Find every line below with the string "unknown" and pick it out.

_Task input:_
========

PR #225, opened 2021-02-28
gravel: initial support for node communication over websockets

jecluis:
Please note:

1. Existing deployments will be broken by these changes;
2. There's been a deployment stage format change, and we are now using integers instead of strings for the enum; @votdev mind looking at the glass bits?
3. Currently missing tests because I'm not fully satisfied with the direction, and don't want to be writing and rewriting tests until I'm sure the architecture makes sense.

### DIFF
--- a/src/glass/src/app/shared/services/api/status.service.ts
+++ b/src/glass/src/app/shared/services/api/status.service.ts
@@ -22,11 +22,20 @@ export interface ClusterStatus {
   health: HealthStatus;
 }
 
+// eslint-disable-next-line no-shadow
+export enum StatusStageEnum {
+  unknown = -1,
+  none = 0,
+  bootstrapping = 1,
+  bootstrapped = 2,
+  ready = 3,
+}
+
 export type Status = {
   /* eslint-disable @typescript-eslint/naming-convention */
   deployment_state: {
     last_modified: string;
-    stage: 'none' | 'bootstrapping' | 'bootstrapped' | 'ready' | 'unknown';
+    stage: StatusStageEnum;
   };
   cluster?: ClusterStatus;
 };
--- a/src/aquarium.py
+++ b/src/aquarium.py
@@ -31,6 +31,7 @@ from gravel.api import bootstrap
 from gravel.api import orch
 from gravel.api import status
 from gravel.api import services
+from gravel.api import nodes
 
 
 logger: logging.Logger = fastapi_logger
@@ -62,6 +63,7 @@ api.include_router(bootstrap.router)
 api.include_router(orch.router)
 api.include_router(status.router)
 api.include_router(services.router)
+api.include_router(nodes.router)
 
 
 #
--- a/src/glass/src/app/pages/bootstrap-page/bootstrap-page.component.ts
+++ b/src/glass/src/app/pages/bootstrap-page/bootstrap-page.component.ts
@@ -5,6 +5,7 @@ import { BlockUI, NgBlockUI } from 'ng-block-ui';
 import {
   BootstrapBasicReply,
   BootstrapService,
+  BootstrapStageEnum,
   BootstrapStatusReply
 } from '~/app/shared/services/api/bootstrap.service';
 import { NotificationService } from '~/app/shared/services/notification.service';
@@ -33,12 +34,12 @@ export class BootstrapPageComponent implements OnInit {
     // Immediately block the UI if bootstrapping is in progress.
     this.bootstrapService.status().subscribe({
       next: (statusReply: BootstrapStatusReply) => {
-        if (statusReply.stage === 'running') {
+        if (statusReply.stage === BootstrapStageEnum.running) {
           this.visible = false;
           this.blockUI.start('Please wait, bootstrapping in progress ...');
           this.pollBootstrapStatus();
         }
-        if (statusReply.stage === 'none') {
+        if (statusReply.stage === BootstrapStageEnum.none) {
           this.visible = true;
         }
       },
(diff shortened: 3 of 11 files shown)


src/glass/src/app/shared/services/api/status.service.ts
```diff
@@ -22,11 +22,19 @@ export interface ClusterStatus {
   health: HealthStatus;
 }
 
+export enum StageEnum {
```
votdev, line 25: I would suggest to use `StatusStageEnum` because we also have a `StageEnum` in the `/api/bootstrapt/status` response. Normally it is no problem having to types with the same name in TS because you can rename them on import, but IMO it is better to have unique names if possible.

```suggestion
export enum StatusStageEnum {
```

votdev (changes requested):
Please apply the following patch to get the UI working finally.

========

_Exercise result:_
+  unknown = -1,
-    stage: 'none' | 'bootstrapping' | 'bootstrapped' | 'ready' | 'unknown';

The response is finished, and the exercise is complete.